Hurricanes to Increase Contract, Spot Rates Outside Disaster Areas
Truckload rates have skyrocketed after hurricanes Harvey and Irma battered Texas and Florida, but the higher prices will also trickle down into states nowhere near the devastation, industry executives say.
John Larkin, an industry analyst at Stifel, Nicolaus & Co., said on a Sept. 7 conference call that the hurricanes will accelerate pricing ahead of the electronic-logging device mandate in December. Truckload carriers would welcome the boost after accepting flat year-over-year rates during the bid season.
“When spot market pricing skyrockets it makes shippers nervous about being able to supplement contract capacity with spot market capacity. They then offer contract price increases to carriers to lock in the capacity, knowing they cannot buy capacity in the spot market on the cheap,” Larkin said.
Eric Fuller, CEO of U.S. Xpress Enterprises, told Transport Topics that conversations between shippers and carriers are currently underway.
“Shippers will say, ‘If you accept 90% of the freight that I’m tendering to you, then I’m willing to pay a certain percentage more in rates in order to ensure that I’m going to have that capacity,’” he said.
The Chattanooga, Tenn. company, which ranks No. 21 on the Transport Topics Top 100 list of the largest for-hire carriers in North America, committed as many as 250 trucks to disaster-related freight, shrinking the capacity to service other customers.
Fleets and owner-operators with leftover capacity can carefully choose the loads to haul, rather than chase any freight available.
“All the trucking companies keep a drawer of folks we felt were abusive through the bid cycle. Customers who weren’t predatory on rate reductions, those are the ones who we will protect capacity-wise in the tightened market,” Fuller said. “The bad actors are the ones who’ll go further down their list to find a truck. Those guys will see the rates go up the most because they’ll struggle to find capacity.”

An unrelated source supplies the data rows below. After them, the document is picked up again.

PR #33991, opened 2023-02-01
updated JSON to be JSONL and improved performance

dhowden:
This is just for reference later.


dhowden:
Apologies, was supposed to be against my own fork.

PR #33992, opened 2023-02-02
GH-33993: [Java] Let OS assign port in tests while creating Flight server

### LINKED ISSUE #32954: [C++][Java][FlightRPC] Get rid of FlightTestUtil.getStartedServer etc.
Anything expecting to bind to a random port in CI is an antipattern and makes tests flaky. All tests should bind to port 0 and let the OS assign a port.

**Reporter**: [David Li](https://issues.apache.org/jira/browse/ARROW-17718) / @lidavidm

<sub>**Note**: *This issue was originally created as [ARROW-17718](https://issues.apache.org/jira/browse/ARROW-17718). Please see the [migration documentation](https://github.com/apache/arrow/issues/14542) for further details.*</sub>

### LINKED ISSUE #33993: [Java] Let OS assign port in FlightTestUtil#getStartedServer

Today, the flight server is getting started on a random port in the ranges 49152-54152. This is a cause for flaky tests, and a quick mitigation would be to use `java.net.ServerSocket` by passing in 0 as the port value, and letting the OS assign a port. A more comprehensive fix can be implemented as part of #32954.

### Component(s)

Java

rtadepalli:
### Rationale for this change

Sometimes tests are flaky because the current port selection algorithm selects a random port between the ranges 49152-54152. This change makes it such that the OS will assign the next free port without us searching for a port in this range.

This PR makes use of  `java.net.ServerSocket`'s ability to assign the next free port if 0 is passed as the port number.

### Are these changes tested?

If existing tests pass, there's confirmation that the Flight server is able to come up successfully, thereby no new tests should be needed.

No, there are no user facing changes.

* Closes: #32954
* Closes: #33993

### DIFF
--- a/java/flight/flight-core/src/test/java/org/apache/arrow/flight/FlightTestUtil.java
+++ b/java/flight/flight-core/src/test/java/org/apache/arrow/flight/FlightTestUtil.java
@@ -52,9 +52,12 @@ public class FlightTestUtil {
     IOException lastThrown = null;
     T server = null;
     for (int x = 0; x < 3; x++) {
-      final ServerSocket dynamicPortSocket = new ServerSocket(0);
-      final int port = dynamicPortSocket.getLocalPort();
-      dynamicPortSocket.close();
+      int port;
+      try (final ServerSocket dynamicPortSocket = new ServerSocket(0)) {
+        port = dynamicPortSocket.getLocalPort();
+      } catch (SecurityException | IOException e) {
+        throw new RuntimeException("Unable to create a ServerSocket instance. ", e);
+      }
 
       final Location location = Location.forGrpcInsecure(LOCALHOST, port);
       lastThrown = null;
--- a/java/flight/flight-core/src/test/java/org/apache/arrow/flight/FlightTestUtil.java
+++ b/java/flight/flight-core/src/test/java/org/apache/arrow/flight/FlightTestUtil.java
@@ -20,6 +20,7 @@ package org.apache.arrow.flight;
 import java.io.File;
 import java.io.IOException;
 import java.lang.reflect.InvocationTargetException;
+import java.net.ServerSocket;
 import java.nio.file.Path;
 import java.nio.file.Paths;
 import java.util.Arrays;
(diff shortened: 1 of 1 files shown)


java/flight/flight-core/src/test/java/org/apache/arrow/flight/FlightTestUtil.java
```diff
@@ -51,7 +52,10 @@ public static <T> T getStartedServer(Function<Location, T> newServerFromLocation
     IOException lastThrown = null;
     T server = null;
     for (int x = 0; x < 3; x++) {
```
rtadepalli, line 54: Kept the retry in case the port gets before the lambda is applied and the server is created.

lidavidm:
Thank you! That said, the issue is actually about getting rid of this antipattern entirely - we can and should bind to port 0 directly, and create the client by reading the assigned port off of the server. (That's why the issue is about getting rid of the antipattern-using test utilities).

This is an improvement though, so we can just file a new issue for this?

rtadepalli:
Yeah I was thinking that this is somewhat of a dumb fix to what you mentioned in the ticket. Sure, I can file a new ticket for this.

rtadepalli:
I have created: https://github.com/apache/arrow/issues/33993

Will amend my commit to include the new issue number.

rtadepalli:
@lidavidm I'd like to work on the original ticket as well. Hopefully I'll have something up soon. Sorry about the confusion here.

lidavidm:
No worries, as mentioned this is still better than it was before.

java/flight/flight-core/src/test/java/org/apache/arrow/flight/FlightTestUtil.java
```diff
@@ -51,7 +52,10 @@ public static <T> T getStartedServer(Function<Location, T> newServerFromLocation
...
-      final int port = 49152 + RANDOM.nextInt(5000);
+      final ServerSocket dynamicPortSocket = new ServerSocket(0);
```
lidavidm, line 55: nit: maybe try-with-resources this just to be safe?

lidavidm (approved):
Thanks again!

I'll merge this in the morning.

PR #33994, opened 2023-02-02
GH-33971: [C++] Fix AdaptiveIntBuilder to always populate data buffer

### LINKED ISSUE #33971: [Python] segfault when calling nbytes on empty table with dictionary field

Using `pyarrow.Table.nbytes` on an empty table with a dictionary field causes a segmentation fault.

```python
import pyarrow as pa

schema = pa.schema(
    [
        pa.field("foo", pa.dictionary(pa.int32(), pa.string())),
    ]
)
table = pa.table({"foo": []}, schema=schema)

print(table.nbytes)  # segmentation fault  python
```

A few notes:
- `get_total_buffer_size` works (which is a good workaround for now)
- It works if the table has got one or more row (including nulls)
- It works if the table is empty but there are not dictionary fields
- I'm using `pyarrow==11.0.0` and Python 3.9.16 (but it is happening in `10.0.1` as well, so not a new bug)

### Component(s)

Python

westonpace:
If the AdaptiveIntBuilder was empty it would yield a null for the values buffer.  The byte_size.h utilities were not expecting this which led to the error reported in the issue.

Example:

```
>>> pa.array([], type=pa.dictionary(pa.int32(), pa.string())).buffers()
[None, None]
```
* Closes: #33971

### DIFF
--- a/cpp/src/arrow/array/array_dict_test.cc
+++ b/cpp/src/arrow/array/array_dict_test.cc
@@ -157,6 +157,18 @@ TYPED_TEST(TestDictionaryBuilder, MakeBuilder) {
   AssertArraysEqual(expected, *result);
 }
 
+TYPED_TEST(TestDictionaryBuilder, Empty) {
+  DictionaryBuilder<TypeParam> dictionary_builder;
+  ASSERT_OK_AND_ASSIGN(std::shared_ptr<Array> empty_arr, dictionary_builder.Finish());
+  std::shared_ptr<DictionaryArray> empty_dict_arr =
+      std::static_pointer_cast<DictionaryArray>(empty_arr);
+  // Ensure that the indices value buffer is initialized
+  ASSERT_NE(nullptr, empty_dict_arr->data()->buffers[1]);
+  // Ensure that the dictionary's value buffer is initialized
+  ASSERT_NE(nullptr, empty_dict_arr->dictionary());
+  ASSERT_NE(nullptr, empty_dict_arr->dictionary()->data()->buffers[1]);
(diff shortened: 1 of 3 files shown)


cpp/src/arrow/array/array_dict_test.cc
```diff
@@ -157,6 +157,18 @@ TYPED_TEST(TestDictionaryBuilder, MakeBuilder) {
   AssertArraysEqual(expected, *result);
 }
 
+TYPED_TEST(TestDictionaryBuilder, Empty) {
+  DictionaryBuilder<TypeParam> dictionary_builder;
+  ASSERT_OK_AND_ASSIGN(std::shared_ptr<Array> empty_arr, dictionary_builder.Finish());
+  std::shared_ptr<DictionaryArray> empty_dict_arr =
+      std::static_pointer_cast<DictionaryArray>(empty_arr);
```
pitrou, line 164: `checked_pointer_cast` here?

pitrou (changes requested):
LGTM on the principle, just a nit.

cpp/src/arrow/array/array_dict_test.cc
westonpace: Fixed in https://github.com/apache/arrow/pull/33994/commits/c2d0a3631d157698fb9cc78ae1bb8db852b92085#diff-b6db8f2d68f397dbb43cd18c35eaf00d28fea796dd870d7019ceafcf04eda7e7R164

lidavidm (approved):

Epes Carriers Inc., No. 81 on the for-hire TT100, also will distinguish between the top and bottom customers when allocating trucks in the coming weeks.
“We are taking care of our contract year-round customers [non-dedicated] first, but are also seeking out spot opportunities with existing customers where we can provide additional capacity to them at a surge price. This will be taking away capacity from our customers that are slow to pay or are always trying to lower rates [on us],” Epes President Britt Colley said.
For shippers, they’ll have to adjust to the new reality after benefiting from excess capacity in 2016.
“I would advise shippers to advance their tendering time. There’s a difference between needing a truck in four days versus two days. Second, scour the network to find a carrier with a footprint that’s compatible with the freight you need to move,” said Mike Regan, co-founder of TranzAct Technologies, a consultancy firm for shippers.
In the spot market, as owner-operators and fleets shift from their normal lanes to Texas and Florida, truck availability diminishes elsewhere, tipping the supply and demand curve away from shippers, analysts say.
Dan Ryan, vice president at C.H. Robinson, said that the company is closely monitoring the situation because the hurricanes will reduce capacity in unrelated lanes. C.H. Robinson ranks No. 5 on the Transport Topics Top 50 list of largest logistics companies in North America.
DAT data showed a surge in spot demand in Baltimore, Philadelphia and Wilmington, Del., where steamship lines would divert containerships when Irma shut down ports in the Southeast. There was also a 85-cent increase week-over-week in the spot market rate between Chicago and Buffalo to $3.30 per mile for the week ending Sept. 10. It was $2.49 per mile at this time in 2016.
“What does this have to do with Harvey or Irma? On the face of it, nothing. But when you look deeper, you’ll see a chain reaction in the supply chain. This was just the particular lane that truckers found unattractive, but the freight still needed to move,” said Mark Montague, DAT industry pricing analyst.
If the Federal Emergency Management Agency or other shippers tie up equipment, then there is an additional domino effect. Although drivers receive a daily layover fee, the tractor and the trailer remain out of service, sometimes for several days or weeks.
“It’s not a drop-and-hook situation in most cases, so there is a ripple effect in the market. Based on history, the turn down rate will go up eight to 10 percentage points,” said Stephen Silverman, chief operating officer at Raven Transport, which is based in Jacksonville, Fla.
The dry van carrier survived Hurricane Irma unscathed despite record flooding in Jacksonville. However, floodwaters in the parking lot at the city’s Maxwell House manufacturing plant left dedicated trailers from Raven Transport and other carriers in several feet of water around the cross dock.